> ABOUT THIS TASK
Report each line of the entries that contains the word "used", copied in full.

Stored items
====================

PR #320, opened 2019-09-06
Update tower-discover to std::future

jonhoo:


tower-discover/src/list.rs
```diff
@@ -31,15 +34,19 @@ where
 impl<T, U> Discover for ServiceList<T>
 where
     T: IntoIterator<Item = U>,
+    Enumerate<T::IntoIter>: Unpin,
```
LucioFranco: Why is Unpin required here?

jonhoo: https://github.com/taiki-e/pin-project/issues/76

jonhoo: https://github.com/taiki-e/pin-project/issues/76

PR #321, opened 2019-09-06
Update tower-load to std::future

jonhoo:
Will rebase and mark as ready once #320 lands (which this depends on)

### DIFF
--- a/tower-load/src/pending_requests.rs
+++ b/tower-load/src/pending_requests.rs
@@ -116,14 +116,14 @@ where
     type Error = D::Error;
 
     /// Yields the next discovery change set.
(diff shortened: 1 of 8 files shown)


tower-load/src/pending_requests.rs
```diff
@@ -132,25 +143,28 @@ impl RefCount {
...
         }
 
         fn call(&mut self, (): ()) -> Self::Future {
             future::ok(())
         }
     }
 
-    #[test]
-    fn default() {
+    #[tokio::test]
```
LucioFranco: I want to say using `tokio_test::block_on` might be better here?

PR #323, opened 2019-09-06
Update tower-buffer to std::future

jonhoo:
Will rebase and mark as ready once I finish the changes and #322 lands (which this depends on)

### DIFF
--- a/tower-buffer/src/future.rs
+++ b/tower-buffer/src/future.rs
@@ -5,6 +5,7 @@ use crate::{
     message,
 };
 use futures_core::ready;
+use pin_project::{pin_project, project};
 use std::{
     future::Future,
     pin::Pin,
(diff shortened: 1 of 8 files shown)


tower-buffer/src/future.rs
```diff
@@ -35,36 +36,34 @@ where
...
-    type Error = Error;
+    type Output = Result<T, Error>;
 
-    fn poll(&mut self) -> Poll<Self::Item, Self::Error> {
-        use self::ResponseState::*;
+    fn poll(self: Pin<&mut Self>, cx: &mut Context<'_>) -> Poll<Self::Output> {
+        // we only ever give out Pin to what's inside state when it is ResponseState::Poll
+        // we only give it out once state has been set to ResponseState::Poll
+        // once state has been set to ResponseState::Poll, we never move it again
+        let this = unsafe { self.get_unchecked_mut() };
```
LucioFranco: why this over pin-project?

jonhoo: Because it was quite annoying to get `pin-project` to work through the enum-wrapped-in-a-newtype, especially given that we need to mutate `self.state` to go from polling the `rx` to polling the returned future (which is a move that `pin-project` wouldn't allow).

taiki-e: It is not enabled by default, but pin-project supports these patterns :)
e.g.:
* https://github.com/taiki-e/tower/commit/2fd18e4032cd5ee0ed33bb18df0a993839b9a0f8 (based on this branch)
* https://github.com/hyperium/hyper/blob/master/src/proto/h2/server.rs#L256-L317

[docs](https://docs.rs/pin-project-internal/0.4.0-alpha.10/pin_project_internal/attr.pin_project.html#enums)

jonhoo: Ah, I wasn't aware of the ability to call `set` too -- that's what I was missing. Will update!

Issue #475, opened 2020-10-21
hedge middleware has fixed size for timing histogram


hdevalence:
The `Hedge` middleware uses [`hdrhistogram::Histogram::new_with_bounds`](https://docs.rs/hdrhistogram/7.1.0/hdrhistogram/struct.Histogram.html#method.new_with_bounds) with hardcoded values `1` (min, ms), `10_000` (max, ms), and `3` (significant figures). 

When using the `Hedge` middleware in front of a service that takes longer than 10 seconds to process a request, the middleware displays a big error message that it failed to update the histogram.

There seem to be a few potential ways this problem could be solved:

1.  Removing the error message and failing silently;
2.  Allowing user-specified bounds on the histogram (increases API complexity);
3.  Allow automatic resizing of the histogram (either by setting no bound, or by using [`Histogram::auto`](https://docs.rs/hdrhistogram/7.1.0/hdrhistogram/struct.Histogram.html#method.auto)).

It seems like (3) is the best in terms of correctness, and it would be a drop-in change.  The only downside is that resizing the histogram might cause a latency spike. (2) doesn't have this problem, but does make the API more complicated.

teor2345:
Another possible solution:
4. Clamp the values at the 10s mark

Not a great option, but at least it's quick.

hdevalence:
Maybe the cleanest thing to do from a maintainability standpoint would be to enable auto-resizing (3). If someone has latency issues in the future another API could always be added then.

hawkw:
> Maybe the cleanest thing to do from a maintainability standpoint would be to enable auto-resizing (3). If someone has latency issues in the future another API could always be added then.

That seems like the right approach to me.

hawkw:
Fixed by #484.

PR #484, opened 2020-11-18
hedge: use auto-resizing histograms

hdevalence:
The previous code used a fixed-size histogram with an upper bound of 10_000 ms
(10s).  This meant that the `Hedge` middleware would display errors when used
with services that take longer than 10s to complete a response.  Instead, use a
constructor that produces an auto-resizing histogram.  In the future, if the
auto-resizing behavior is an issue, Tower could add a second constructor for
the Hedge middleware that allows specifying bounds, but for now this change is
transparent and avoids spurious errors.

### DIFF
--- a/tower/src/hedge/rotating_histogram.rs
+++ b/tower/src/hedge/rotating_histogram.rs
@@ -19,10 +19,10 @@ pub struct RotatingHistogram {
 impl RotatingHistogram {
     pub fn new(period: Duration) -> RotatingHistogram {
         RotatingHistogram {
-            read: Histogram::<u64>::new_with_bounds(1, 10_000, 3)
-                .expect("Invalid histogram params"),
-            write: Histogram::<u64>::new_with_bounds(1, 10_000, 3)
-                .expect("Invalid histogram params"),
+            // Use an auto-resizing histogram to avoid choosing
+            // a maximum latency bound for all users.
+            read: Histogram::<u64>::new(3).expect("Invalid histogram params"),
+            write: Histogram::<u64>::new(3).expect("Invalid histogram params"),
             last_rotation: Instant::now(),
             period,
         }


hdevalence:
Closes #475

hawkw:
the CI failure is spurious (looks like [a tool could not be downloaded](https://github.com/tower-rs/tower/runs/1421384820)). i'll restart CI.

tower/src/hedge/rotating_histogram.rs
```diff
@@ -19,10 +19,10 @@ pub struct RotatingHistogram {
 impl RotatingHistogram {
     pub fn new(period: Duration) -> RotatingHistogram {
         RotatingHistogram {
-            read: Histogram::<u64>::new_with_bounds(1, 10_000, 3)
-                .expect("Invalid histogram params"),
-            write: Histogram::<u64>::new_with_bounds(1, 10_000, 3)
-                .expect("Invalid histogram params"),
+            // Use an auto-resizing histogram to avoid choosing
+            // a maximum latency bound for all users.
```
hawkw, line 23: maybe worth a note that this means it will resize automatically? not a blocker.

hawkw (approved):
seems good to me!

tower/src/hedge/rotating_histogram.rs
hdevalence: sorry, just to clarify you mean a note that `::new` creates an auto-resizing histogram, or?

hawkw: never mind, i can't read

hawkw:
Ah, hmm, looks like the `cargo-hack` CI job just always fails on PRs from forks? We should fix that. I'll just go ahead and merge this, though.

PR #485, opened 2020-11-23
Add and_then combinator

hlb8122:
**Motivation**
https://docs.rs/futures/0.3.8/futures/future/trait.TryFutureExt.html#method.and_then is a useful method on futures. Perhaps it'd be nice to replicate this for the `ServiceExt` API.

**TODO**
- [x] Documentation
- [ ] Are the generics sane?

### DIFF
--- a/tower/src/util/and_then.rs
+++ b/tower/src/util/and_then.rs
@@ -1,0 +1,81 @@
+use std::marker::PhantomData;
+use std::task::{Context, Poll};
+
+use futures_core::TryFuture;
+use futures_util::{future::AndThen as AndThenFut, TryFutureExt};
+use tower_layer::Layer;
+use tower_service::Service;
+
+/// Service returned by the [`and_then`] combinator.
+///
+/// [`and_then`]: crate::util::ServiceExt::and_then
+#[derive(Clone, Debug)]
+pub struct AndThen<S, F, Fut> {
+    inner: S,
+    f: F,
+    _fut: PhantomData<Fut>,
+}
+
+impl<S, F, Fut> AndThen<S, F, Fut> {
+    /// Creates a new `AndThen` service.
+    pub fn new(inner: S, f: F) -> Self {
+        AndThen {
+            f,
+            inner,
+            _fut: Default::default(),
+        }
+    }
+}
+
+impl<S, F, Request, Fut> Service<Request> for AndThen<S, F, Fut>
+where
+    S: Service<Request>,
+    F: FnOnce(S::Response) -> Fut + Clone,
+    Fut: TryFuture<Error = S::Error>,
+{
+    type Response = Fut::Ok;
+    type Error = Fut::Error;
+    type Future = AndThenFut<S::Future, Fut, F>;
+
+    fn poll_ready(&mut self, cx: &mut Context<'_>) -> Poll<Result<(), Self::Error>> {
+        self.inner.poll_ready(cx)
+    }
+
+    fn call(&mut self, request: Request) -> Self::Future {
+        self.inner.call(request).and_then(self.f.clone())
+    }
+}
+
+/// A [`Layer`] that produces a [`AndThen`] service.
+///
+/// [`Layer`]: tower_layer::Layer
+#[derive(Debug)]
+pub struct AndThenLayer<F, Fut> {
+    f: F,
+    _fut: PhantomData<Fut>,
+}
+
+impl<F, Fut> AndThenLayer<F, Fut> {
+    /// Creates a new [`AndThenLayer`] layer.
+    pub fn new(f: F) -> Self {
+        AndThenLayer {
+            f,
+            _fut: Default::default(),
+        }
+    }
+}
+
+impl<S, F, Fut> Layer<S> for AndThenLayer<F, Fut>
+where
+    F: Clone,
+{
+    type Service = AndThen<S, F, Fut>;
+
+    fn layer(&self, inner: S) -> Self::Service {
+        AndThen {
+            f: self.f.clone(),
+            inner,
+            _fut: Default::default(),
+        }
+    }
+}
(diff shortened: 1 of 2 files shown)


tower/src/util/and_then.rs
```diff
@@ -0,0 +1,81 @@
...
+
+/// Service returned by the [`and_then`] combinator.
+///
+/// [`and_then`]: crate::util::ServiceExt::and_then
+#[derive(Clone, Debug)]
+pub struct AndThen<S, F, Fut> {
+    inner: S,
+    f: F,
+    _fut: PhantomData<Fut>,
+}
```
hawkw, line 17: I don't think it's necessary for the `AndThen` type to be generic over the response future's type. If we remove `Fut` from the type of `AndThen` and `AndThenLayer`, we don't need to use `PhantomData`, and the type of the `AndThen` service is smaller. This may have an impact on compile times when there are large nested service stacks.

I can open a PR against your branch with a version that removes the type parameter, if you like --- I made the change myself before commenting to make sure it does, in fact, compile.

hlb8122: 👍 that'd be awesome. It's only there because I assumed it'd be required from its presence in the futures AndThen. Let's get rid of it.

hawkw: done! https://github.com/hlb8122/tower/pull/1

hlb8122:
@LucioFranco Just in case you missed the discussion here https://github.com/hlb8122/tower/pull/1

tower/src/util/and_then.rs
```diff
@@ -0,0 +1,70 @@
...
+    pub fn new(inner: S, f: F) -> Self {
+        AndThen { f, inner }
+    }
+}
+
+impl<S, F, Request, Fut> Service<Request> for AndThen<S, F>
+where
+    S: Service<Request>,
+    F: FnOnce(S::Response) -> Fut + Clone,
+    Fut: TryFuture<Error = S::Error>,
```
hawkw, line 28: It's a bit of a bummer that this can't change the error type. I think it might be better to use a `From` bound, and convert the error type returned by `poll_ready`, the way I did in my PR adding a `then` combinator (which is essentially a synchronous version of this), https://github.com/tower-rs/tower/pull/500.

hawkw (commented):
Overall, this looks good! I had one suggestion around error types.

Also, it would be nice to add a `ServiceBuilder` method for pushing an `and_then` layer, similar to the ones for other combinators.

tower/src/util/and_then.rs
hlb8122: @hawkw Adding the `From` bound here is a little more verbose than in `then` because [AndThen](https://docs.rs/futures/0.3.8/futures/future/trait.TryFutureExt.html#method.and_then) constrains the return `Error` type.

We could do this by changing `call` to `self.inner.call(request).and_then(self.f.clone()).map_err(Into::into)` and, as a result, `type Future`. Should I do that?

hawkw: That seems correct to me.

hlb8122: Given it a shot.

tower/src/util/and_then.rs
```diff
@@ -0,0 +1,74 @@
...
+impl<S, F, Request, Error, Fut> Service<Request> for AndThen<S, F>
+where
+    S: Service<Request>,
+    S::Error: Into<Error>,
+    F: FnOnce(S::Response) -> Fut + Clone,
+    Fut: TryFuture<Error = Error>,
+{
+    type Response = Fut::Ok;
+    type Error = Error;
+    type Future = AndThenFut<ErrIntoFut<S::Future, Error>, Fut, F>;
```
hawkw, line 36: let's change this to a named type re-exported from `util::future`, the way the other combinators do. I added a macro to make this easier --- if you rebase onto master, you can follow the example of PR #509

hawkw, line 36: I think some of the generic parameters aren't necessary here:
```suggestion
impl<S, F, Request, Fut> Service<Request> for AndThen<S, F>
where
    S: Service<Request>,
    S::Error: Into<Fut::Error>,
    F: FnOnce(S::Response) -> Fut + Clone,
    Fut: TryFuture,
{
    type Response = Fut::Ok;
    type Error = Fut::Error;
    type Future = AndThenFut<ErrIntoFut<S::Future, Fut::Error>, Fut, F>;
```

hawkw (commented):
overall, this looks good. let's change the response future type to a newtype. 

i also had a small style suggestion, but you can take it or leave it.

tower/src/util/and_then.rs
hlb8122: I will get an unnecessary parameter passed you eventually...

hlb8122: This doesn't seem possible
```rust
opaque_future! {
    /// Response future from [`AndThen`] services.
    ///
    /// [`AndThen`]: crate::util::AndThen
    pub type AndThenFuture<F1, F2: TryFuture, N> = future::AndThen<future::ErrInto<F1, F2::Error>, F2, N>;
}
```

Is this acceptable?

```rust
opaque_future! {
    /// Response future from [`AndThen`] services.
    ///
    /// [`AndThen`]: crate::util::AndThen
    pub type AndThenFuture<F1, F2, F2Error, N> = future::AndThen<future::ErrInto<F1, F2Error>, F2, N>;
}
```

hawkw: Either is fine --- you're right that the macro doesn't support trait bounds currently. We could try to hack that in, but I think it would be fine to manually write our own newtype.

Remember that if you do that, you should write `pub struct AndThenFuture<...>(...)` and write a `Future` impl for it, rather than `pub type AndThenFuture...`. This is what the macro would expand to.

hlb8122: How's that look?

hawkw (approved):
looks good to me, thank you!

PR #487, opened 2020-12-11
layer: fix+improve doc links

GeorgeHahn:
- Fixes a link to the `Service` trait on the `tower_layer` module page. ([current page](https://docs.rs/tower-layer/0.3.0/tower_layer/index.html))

====================

> EXERCISE SOLUTION
The previous code used a fixed-size histogram with an upper bound of 10_000 ms
(10s).  This meant that the `Hedge` middleware would display errors when used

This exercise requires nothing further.